# Spots to go GIG



## vspivey (Nov 6, 2007)

hey guys, I'm new to gigging and was wondering if you guys would share with me some areas to go?? I don't expect your "honey hole", just general areas to go and what time and tide to look for. I live in Pace, are there any good areas out here? Thanks


----------



## FlounderAssassin (Sep 28, 2007)

if you will search through this section there are several threads talking about tides and weather conditions. and as far as areas to try...bays, bayous and river mouths...hope this helps!
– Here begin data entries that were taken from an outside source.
PR #21, opened 2022-03-16
Gstl gebaeude

shrzaf:
# Short Description
Extends Grundsteuer XML generation to support Gebäude.


erica/elster_xml/grundsteuer/elster_data_representation.py
```diff
@@ -3,15 +3,146 @@
...
+        if wohn_unter60.E7403131 > 0:
+            self.Wohn_Unter60 = wohn_unter60
+
+        wohn_60bis100 = EWohn60bis100(flaechen)
+        if wohn_60bis100.E7403141 > 0:
+            self.Wohn_60bis100 = wohn_60bis100
+
+        wohn_ab100 = EWohnAb100(flaechen)
+        if wohn_ab100.E7403151 > 0:
+            self.Wohn_ab100 = wohn_ab100
```
frederike-ramin, line 97: This is I think a bit the other way around than how I pictured the process. So far, the XML nodes just got the information they truly needed. This way, we also won't have to know the specific E-numbers of another class here (e.g.E7403131). So I'd rather construct three lists (unter60 etc) and then give these lists to the sub-nodes.
(and probably also make them english. :x

tests/request_processing/erica_input/v2/test_grundsteuer_input.py
```diff
@@ -1,8 +1,174 @@
 import pytest
```
frederike-ramin, line 1: Can you also split the test file if you split the original input file?

tests/request_processing/erica_input/v2/test_grundsteuer_input.py
```diff
@@ -1,8 +1,174 @@
...
+    def test_on_camel_case_should_map_to_snake_case(self):
+        input_data = {"isAb1949": True}
+
+        result = Ab1949.parse_obj(input_data)
+
+        assert result.is_ab1949 is True
+
+    def test_foo(self):
+        gebaeude = SampleGebaeude().with_baujahr("1950").build()
+        print(gebaeude)
```
frederike-ramin, line 21: ? 😉

tests/samples/grundsteuer_sample_data.py
```diff
@@ -2,6 +2,74 @@
 import datetime
 
 from erica.request_processing.erica_input.v2.grundsteuer_input import GrundsteuerData
+from erica.request_processing.erica_input.v2.grundsteuer_input_gebaeude import Gebaeude
+
+
+class SampleGebaeude:
```
frederike-ramin, line 8: I really really like it. Could by any chance also to this for eigentuemer? 🙈

erica/request_processing/erica_input/v2/grundsteuer_input_eigentuemer.py
```diff
@@ -0,0 +1,85 @@
...
+
+class Verheiratet(PossiblyAliasedInput):
+    are_verheiratet: bool
+
+
+class Person(PossiblyAliasedInput):
+    persoenlicheAngaben: PersoenlicheAngaben
+    adresse: Adresse
+    telefonnummer: Optional[Telefonnummer]
+    steuer_id: Optional[SteuerId]
```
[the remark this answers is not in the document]
frederike-ramin: Oh! I see, you just included it as a generator! Genius!

erica/request_processing/erica_input/v2/grundsteuer_input_gebaeude.py
```diff
@@ -0,0 +1,114 @@
...
+    weitere_wohnraeume_details: Optional[WeitereWohnraeumeDetails]
+    garagen: Garagen
+    garagen_anzahl: Optional[GaragenAnzahl]
+
+    @root_validator
+    def baujahr_must_be_present_if_ab_1949(cls, values):
+        v = values.get("baujahr")
+        if values.get("ab1949").is_ab1949 is True and (not v or not v.baujahr):
+            raise ValueError('has to be set if is_ab1949')
+        return values
```
frederike-ramin, line 77: Why did you decide on a root validator instead of 

```
@validator("baujahr", always=True)
    def baujahr_must_be_present_if_ab_1949(cls, v, values):
        if values.get("ab1949").is_ab1949 is True and (not v or not v.baujahr):
            raise ValueError('has to be set if is_ab1949')
        return v
```
This way I think it's clearer which field is validated?

erica/request_processing/erica_input/v2/grundsteuer_input_gebaeude.py
```diff
@@ -0,0 +1,114 @@
...
+    wohnflaechen: Optional[Wohnflaechen]
+    weitere_wohnraeume: WeitereWohnraeume
+    weitere_wohnraeume_details: Optional[WeitereWohnraeumeDetails]
+    garagen: Garagen
+    garagen_anzahl: Optional[GaragenAnzahl]
+
+    @root_validator
+    def baujahr_must_be_present_if_ab_1949(cls, values):
+        v = values.get("baujahr")
+        if values.get("ab1949").is_ab1949 is True and (not v or not v.baujahr):
```
frederike-ramin, line 75: Instead of checking `not v.baujahr` here, we could just remove the Optional type on the field? So this way, gebaeude.baujahr can never be set without gebaeude.baujahr.baujahr being set?

erica/request_processing/erica_input/v2/grundsteuer_input_gebaeude.py
```diff
@@ -0,0 +1,114 @@
...
+            raise ValueError('has to be set if is_ab1949')
+        return values
+
+    @root_validator
+    def kernsanierungsjahr_must_be_present_if_kernsaniert(cls, values):
+        v = values.get("kernsanierungsjahr")
+        if values.get('kernsaniert').is_kernsaniert is True and (not v or not v.kernsanierungsjahr):
+            raise ValueError('has to be set if is_kernsaniert')
+        return values
```
frederike-ramin, line 84: The two comments above go for all root validators, I think.
Also: Nice that you thought about including them. Precisely the validations I'd have included, too. 👍

tests/elster_xml/grundsteuer/test_elster_data_representation.py
```diff
@@ -7,12 +7,256 @@
...
+
+
+class TestEWeitereWohn:
+    def test_should_construct_from_dict_correctly(self):
+        weitere_wohnraeume = WeitereWohnraeumeDetails.parse_obj({"anzahl": 2, "flaeche": 42})
+
+        result = EWeitereWohn(weitere_wohnraeume)
+
+        assert result.E7403121 == 2
+        assert result.E7403122 == 42
```
frederike-ramin, line 137: You dodn't want to include the len(vars()) test?

tests/elster_xml/grundsteuer/test_elster_data_representation.py
```diff
@@ -7,12 +7,256 @@
...
+        assert result.E7403171 == 2
+
+
+class TestEAngDurchschn:
+    def test_wohnflaeche_under_60_should_set_others_to_none(self):
+        gebaeude = SampleGebaeude().with_wohnflaeche(59).parse()
+
+        result = EAngDurchschn(gebaeude)
+
+        assert result.Wohn_Unter60 is not None
```
frederike-ramin, line 155: Should we maybe instead test then `assert result.Wohn_Unter60 == EWohnUnter60(gebaeude.wohnflaeche)` or similar?

tests/elster_xml/grundsteuer/test_elster_data_representation.py
```diff
@@ -7,12 +7,256 @@
...
+
+        assert result.E7403114 == "1959"
+
+    def test_on_vor_1949_should_not_contain_baujahr(self):
+        gebaeude = SampleGebaeude().with_wohnflaeche(42).with_baujahr("1959").parse()
+        gebaeude.ab1949.is_ab1949 = False
+
+        result = EAngWohn(gebaeude)
+
+        assert result.E7403114 is None
```
frederike-ramin, line 207: How about testing the vor1949 flag?

tests/elster_xml/grundsteuer/test_elster_data_representation.py
```diff
@@ -7,12 +7,256 @@
...
+
+    def test_on_kenrsaniert_should_contain_kernsanierungsjahr(self):
```
frederike-ramin, line 209: Typo! :P

tests/elster_xml/grundsteuer/test_elster_data_representation.py
```diff
@@ -7,12 +7,256 @@
...
+        gebaeude.weitere_wohnraeume.has_weitere_wohnraeume = False
+
+        result = EAngDurchschn(gebaeude)
+
+        assert result.Weitere_Wohn is None
+
+
+class TestEAngWohn:
+    def test_on_ab_1949_should_contain_baujahr(self):
+        gebaeude = SampleGebaeude().with_wohnflaeche(42).with_baujahr("1959").parse()
```
frederike-ramin, line 195: Why construct withWohnflaeche() in the following tests?

tests/elster_xml/grundsteuer/test_elster_data_representation.py
```diff
@@ -7,12 +7,256 @@
...
+        assert result.E7403116 is None
+
+    def test_on_garagen_should_contain_set_anzahl(self):
+        gebaeude = SampleGebaeude().with_wohnflaeche(42).with_garagen(2).parse()
+
+        result = EAngWohn(gebaeude)
+
+        assert result.Garagen.E7403171 == 2
+
+    def test_on_no_garagen_should_contain_not_contain_garagen(self):
```
frederike-ramin, line 246: Typo?

tests/elster_xml/grundsteuer/test_elster_data_representation.py
```diff
@@ -7,12 +7,256 @@
...
+        gebaeude = SampleGebaeude().with_wohnflaeche(42).with_garagen(2).parse()
+        gebaeude.garagen.has_garagen = False
```
frederike-ramin, line 248: Why do you first set garagen just to then unset them?

tests/elster_xml/grundsteuer/test_elster_data_representation.py
```diff
@@ -7,12 +7,256 @@
...
+        result = EAngWohn(gebaeude)
+
+        assert result.Garagen is None
+
+    def test_should_set_ang_durchschn(self):
+        gebaeude = SampleGebaeude().with_wohnflaeche(42).parse()
+
+        result = EAngWohn(gebaeude)
+
+        assert result.Ang_Durchschn is not None
```
frederike-ramin, line 259: You know hwat I wanna say. :D

tests/elster_xml/grundsteuer/test_elster_data_representation.py
```diff
@@ -351,7 +595,7 @@ def test_attributes_set_correctly(self):
         assert result.GW1 == EGW1(grundsteuer_obj.eigentuemer)
         assert result.xml_attr_version == "2"
         assert result.xml_attr_xmlns == "http://finkonsens.de/elster/elstererklaerung/grundsteuerwert/e88/v2"
-        assert len(vars(result)) == 4
+        assert len(vars(result)) == 5
```
frederike-ramin, line 598: Can you then also test for the new GW2 exactly as for GW1?

tests/request_processing/erica_input/v2/test_grundsteuer_input.py
```diff
@@ -1,8 +1,174 @@
...
+class TestWeitereWohnraeume:
+    def test_on_camel_case_should_map_to_snake_case(self):
+        input_data = {"has_weitere_wohnraeume": True}
+
+        result = WeitereWohnraeume.parse_obj(input_data)
+
+        assert result.has_weitere_wohnraeume is True
+
+
+class TestWeitereWohnraeumeFlaeche:
```
frederike-ramin, line 69: Do you mean WeitereWohnraeumeDetails?

tests/request_processing/erica_input/v2/test_grundsteuer_input.py
```diff
@@ -1,8 +1,174 @@
...
+    def test_on_camel_case_should_map_to_snake_case(self):
+        input_data = {"anzahl": "2", "flaeche": "42"}
+
+        result = WeitereWohnraeumeDetails.parse_obj(input_data)
+
+        assert result.anzahl == 2
+        assert result.flaeche == 42
```
frederike-ramin, line 76: Also: There isn't really a camelcase here?

tests/request_processing/erica_input/v2/test_grundsteuer_input.py
```diff
@@ -1,8 +1,174 @@
...
+
+
+class TestGebaeude:
+    def test_on_is_ab1949_but_no_baujahr_should_raise_error(self):
+        gebaeude = SampleGebaeude().with_wohnflaeche("42").with_baujahr().build()
+
+        with pytest.raises(ValidationError):
+            Gebaeude.parse_obj(gebaeude)
```
frederike-ramin, line 84: As you explicitly included it: Should we also test if gebaeude.baujahr.baujahr is None but gebaeude.baujahr is set?

erica/request_processing/erica_input/v2/possibly_aliased_input.py
```diff
@@ -0,0 +1,8 @@
+from humps import camelize
+from pydantic import BaseModel
+
+
+class PossiblyAliasedInput(BaseModel):
```
frederike-ramin, line 5: I think we should rename this, because it is now not aliased anymore, but camelizable or something along the lines of it^^
Also: We might not even need the ` allow_population_by_field_name` option anymore.

frederike-ramin (commented):
Wow, nice!

Just a few smaller comments and some possible discussion points. Especially:

-File Structure: I feel like the `erica_input/v2/` file structure should be the same as the `elster_xml` file structure, it's probably easier to understand that way?
- Naming of the tests

Great job with the camel-casing, too!
And note to self: I actually *really* like the new structure - reviewing this PR was actually fun!

erica/elster_xml/grundsteuer/elster_data_representation.py
```diff
@@ -3,15 +3,146 @@
...
+@dataclass
+class EWohn60bis100:
+    E7403141: int = 0
+    E7403142: int = 0
+
+    def __init__(self, flaechen: List[int]):
+        for flaeche in flaechen:
+            if 60 <= flaeche < 100:
+                self.E7403141 += 1
+                self.E7403142 += flaeche
```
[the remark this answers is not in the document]
shrzaf: It was for my own reference, and I thought it would be helpful to leave them there once I was done, particularly the first instance of the classes with the pattern anzahl-flaeche and the fields in EAngWoh, since they can continue to serve as reference in case we need to make changes (or even read the code) here later, and also they're really minimal.

erica/elster_xml/grundsteuer/elster_data_representation.py
```diff
@@ -3,15 +3,146 @@
...
+    Wohn_ab100: Optional[EWohnAb100] = None
+    Weitere_Wohn: Optional[EWeitereWohn] = None
+
+    def __init__(self, input_data: GebaeudeInput):
+        flaechen: List[int] = []
+        if input_data.wohnflaeche:
+            flaechen.append(input_data.wohnflaeche.wohnflaeche)
+        elif input_data.wohnflaechen:
+            flaechen.append(input_data.wohnflaechen.wohnflaeche1)
+            flaechen.append(input_data.wohnflaechen.wohnflaeche2)
```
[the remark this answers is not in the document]
shrzaf: True, and this is not the only case where we can optimize erica input. However, in order for this to work, we would need to add yet another transformation stage in grundsteuer which would introduce additional complexity and become a potential source of bugs. Personally, I would leave that for now and maybe revisit it once we start to implement validation.

tests/elster_xml/grundsteuer/test_elster_data_representation.py
shrzaf: Right. Will fix.

tests/samples/grundsteuer_sample_data.py
shrzaf: Remind me to revisit this later. If there's still time once I'm done with grundstueck, gladly.

tests/elster_xml/grundsteuer/test_elster_data_representation.py
```diff
@@ -7,12 +7,256 @@
...
+from erica.request_processing.erica_input.v2.grundsteuer_input_eigentuemer import Vertreter, Anteil, Person, \
+    Empfangsbevollmaechtigter, Eigentuemer
+from erica.request_processing.erica_input.v2.grundsteuer_input_gebaeude import WeitereWohnraeumeDetails, GaragenAnzahl
 from tests.samples.grundsteuer_sample_data import get_sample_vertreter_dict, get_sample_single_person_dict, \
-    get_grundsteuer_sample_data, get_sample_empfangsbevollmaechtigter_dict
+    get_grundsteuer_sample_data, get_sample_empfangsbevollmaechtigter_dict, SampleGebaeude
+
+
+class TestEWohnUnter60:
+    def test_flaeche_under_60_should_set_fields(self):
```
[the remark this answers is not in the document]
shrzaf: Done.

tests/elster_xml/grundsteuer/test_elster_data_representation.py
shrzaf: No, for the same reasons we discussed privately. To summarize: any additional attributes set in the constructor will not be returned by `fields()` (which is used under the hood by `asdict()`) and hence will not end up in the XML. That was the only reason why I considered counting the variables useful before.

tests/elster_xml/grundsteuer/test_elster_data_representation.py
shrzaf: I purposefully do not test for the contents of the object here since that part is tested in `class TestEWohnUnter60`. That way, testing the calculation of the contents of Wohn_Unter60 instance is separated from its assignment in EAngDurchschn, where only the latter is a concern of this test. Does that make sense?

erica/elster_xml/grundsteuer/elster_data_representation.py
```diff
@@ -3,15 +3,146 @@
```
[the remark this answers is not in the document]
shrzaf: It might make sense to split this as well but I wouldn't do it *just* because we split grundsteuer_input. This is a separate "package" with its own unique set of conditions and its structure should not be tightly coupled to that of another package. 

Still, it might be a good idea to split this on its own merit. I will try something and commit it if there's no reason not to.

erica/request_processing/erica_input/v2/grundsteuer_input_gebaeude.py
shrzaf: > Why did you decide on a root validator instead of

Because we are validating a field which cannot be validated independently, but  rather depends on another field having been already parsed. If `ab1949` has not already been parsed by the time `baujahr` is being parsed (and validated), we either get false results or an error.

> Also the error message should be easier understandable, because the field is actually included in it. Not sure if this is also the case for a root_validator.

Right, and great catch. Will fix the messages right away.

erica/request_processing/erica_input/v2/grundsteuer_input_gebaeude.py
shrzaf: Brilliant idea! Those optionals are actually wrong in the first place...

tests/elster_xml/grundsteuer/test_elster_data_representation.py
shrzaf: Right, I actually missed this. Tests are updated.

tests/elster_xml/grundsteuer/test_elster_data_representation.py
shrzaf: How did you even... took me about a full minute to find it even with your explicit remark :D

tests/elster_xml/grundsteuer/test_elster_data_representation.py
shrzaf: Because either `wohnflaeche` or `wohnflaechen` must be present in the input dict, otherwise Gebaeude construction* fails on validation.

* no pun intended

tests/elster_xml/grundsteuer/test_elster_data_representation.py
shrzaf: To make it explicit and visible what's going on here. We construct a valid input object with the garage flag and anzahl set, then explicitly set the flag to false to create the invalid state we'd like to test.

tests/elster_xml/grundsteuer/test_elster_data_representation.py
shrzaf: That we're not testing the instance's state? See my comments above... unless I misunderstood.

tests/request_processing/erica_input/v2/test_grundsteuer_input.py
shrzaf: Yes, thank you, forgot to update this after the rename. Fixed.

tests/request_processing/erica_input/v2/test_grundsteuer_input.py
shrzaf: Right, this is another remnant from before a rename... the test is redundant now.

erica/request_processing/erica_input/v2/possibly_aliased_input.py
shrzaf: Good idea, I will rename it to CamelCaseInput.

We do need `allow_population_by_field_name` though since otherwise snake-cased fields won't be parsed.

erica/elster_xml/grundsteuer/elster_data_representation.py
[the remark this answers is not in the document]
shrzaf: Done.

erica/elster_xml/grundsteuer/elster_data_representation.py
shrzaf: You make a good point. The three EWohn* instances do still just get the information they need to construct their own instances. The limitation here is that we do not want to update the instances in EAngDurchschn as long as the anzahl/flaeche field in each of the three constructed EWohn* instances is 0 (so that the instances with 0 will remain `None` pointers); otherwise they will get serialized into the XML. So we're forced to live a little bit of leakage here in EAngDurchschn. Does that make sense? Or maybe I don't understand your suggestion. Let's talk about it in person if that's the case.

erica/elster_xml/grundsteuer/elster_data_representation.py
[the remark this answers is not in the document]
frederike-ramin: I don't mind them too bad, so we can leave them.

erica/elster_xml/grundsteuer/elster_data_representation.py
frederike-ramin: Lat's talk about it.

erica/elster_xml/grundsteuer/elster_data_representation.py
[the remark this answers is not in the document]
frederike-ramin: I thought *you* were always the person to tell me that we can optimize the input and have the translation layer anyways. 😂 Plus, just basically pasting this code in the webapp can spare us quite some work in erica going forward (introducing more wohnungen for example). So this to me is a very needed translation. (Btw, we already ned a translation layer anyway, because we need to translate "true"/"false" to boolean.

erica/request_processing/erica_input/v2/grundsteuer_input_gebaeude.py
frederike-ramin: As long as you write the field you are checking after the field you are comparing it to in the declaration, there shouldn't be any problem. I just find the specific validators much easier to read, not only because of the error message.

tests/elster_xml/grundsteuer/test_elster_data_representation.py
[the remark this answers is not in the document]
frederike-ramin: Thank you! 🙏

tests/elster_xml/grundsteuer/test_elster_data_representation.py
frederike-ramin: Mh...But I could have by accident added an additional field to the class' definition and this test wouldn't catch that..

tests/elster_xml/grundsteuer/test_elster_data_representation.py
frederike-ramin: It does make sense, but I still am not sure that it's set correctly. I just think it doesn't hurt to explicitly test the content and it'd give me a higher confidence.

tests/elster_xml/grundsteuer/test_elster_data_representation.py
frederike-ramin: Hahaha, nice one! 😂 
Ah, so the factory doesn't make sure it's a valid input? I expected it to.

tests/elster_xml/grundsteuer/test_elster_data_representation.py
frederike-ramin: Mh..although this would be an invalid input to begin with? I feel like we don't need to and even shouldn't test that. I'd like to rely on the input being valid (with regards to the input validators only, of course).

What might be interesting: What if I input "garagen: true, anzahl: 0"? Do we catch that anywhere? Mh...but even if not, we'll get an error from Eric, so it should be fine. But we should think about that in the webapp.

tests/elster_xml/grundsteuer/test_elster_data_representation.py
shrzaf: Done.

erica/elster_xml/grundsteuer/elster_data_representation.py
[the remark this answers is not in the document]
frederike-ramin: Talked about it, we'll revisit in case we have time.

erica/elster_xml/grundsteuer/elster_data_representation.py
frederike-ramin: This would be my suggestion:

```

@dataclass
class EWohnUnter60:
    E7403131: int = 0  # Anzahl
    E7403132: int = 0  # Flaeche

    def __init__(self, flaechen: List[int]):
        for flaeche in flaechen:
            self.E7403131 += 1
            self.E7403132 += flaeche


@dataclass
class EWohn60bis100:
    E7403141: int = 0
    E7403142: int = 0

    def __init__(self, flaechen: List[int]):
        for flaeche in flaechen:
            self.E7403141 += 1
            self.E7403142 += flaeche


@dataclass
class EWohnAb100:
    E7403151: int = 0
    E7403152: int = 0

    def __init__(self, flaechen: List[int]):
        for flaeche in flaechen:
            self.E7403151 += 1
            self.E7403152 += flaeche


@dataclass
class EWeitereWohn:
    E7403121: int = 0
    E7403122: int = 0

    def __init__(self, weitere_wohnraeume_details: WeitereWohnraeumeDetails):
        self.E7403121 = weitere_wohnraeume_details.anzahl
        self.E7403122 = weitere_wohnraeume_details.flaeche


@dataclass
class EAngDurchschn:
    Wohn_Unter60: Optional[EWohnUnter60] = None
    Wohn_60bis100: Optional[EWohn60bis100] = None
    Wohn_ab100: Optional[EWohnAb100] = None
    Weitere_Wohn: Optional[EWeitereWohn] = None

    def __init__(self, input_data: GebaeudeInput):
        flaechen: List[int] = []
        if input_data.wohnflaeche:
            flaechen.append(input_data.wohnflaeche.wohnflaeche)
        elif input_data.wohnflaechen:
            flaechen.append(input_data.wohnflaechen.wohnflaeche1)
            flaechen.append(input_data.wohnflaechen.wohnflaeche2)

        flaechen_unter60 = []
        flaechen_60bis100 = []
        flaechen_ab100 = []
        
        for flaeche in flaechen:
            if flaeche < 60:
                flaechen_unter60.append(flaeche)
            elif flaeche < 100:
                flaechen_60bis100.append(flaeche)
            else:
                flaechen_ab100.append(flaeche)
        
        self.Wohn_Unter60 = EWohnUnter60(flaechen_unter60)
        self.Wohn_60bis100 = EWohn60bis100(flaechen_60bis100)
        self.Wohn_ab100 = EWohnAb100(flaechen_ab100)

        if input_data.weitere_wohnraeume.has_weitere_wohnraeume:
            self.Weitere_Wohn = EWeitereWohn(input_data.weitere_wohnraeume_details)

```

erica/request_processing/erica_input/v2/grundsteuer_input_gebaeude.py
shrzaf: Done.

tests/elster_xml/grundsteuer/test_elster_data_representation.py
shrzaf: Done.

erica/elster_xml/grundsteuer/elster_data_representation.py
shrzaf: Done.

frederike-ramin (approved):
Thank you so much for all the adaptions! 🙏 
I think it's just great!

Good Luck!!!


----------



## Midnight Rider (Sep 30, 2007)

Right now any where you can find clear water.


----------



## Gnwdad (Oct 14, 2007)

Like MR said, anywhere that you can the bottom.


----------



## Death From Above (Sep 28, 2007)

Water is clear at chicken bone beach.


----------



## X-Shark (Oct 3, 2007)

HeHe


----------



## Key Wester (May 2, 2008)

the north shore of ft pickens near the pass

the north shore of Ft mcRae near the pass

west side of garcon pt

perdido bay, east side, north of the lillian bridge

enjoythe maddening crowd


----------



## 2112 (May 4, 2008)

you can try my honey hole at San Luis Pass. Work the area between Mud-Cut and Bird Island...your not coming to Texas are you?


----------



## jack 'em (Oct 5, 2007)

Are there any places in FWB to gig flounder?


----------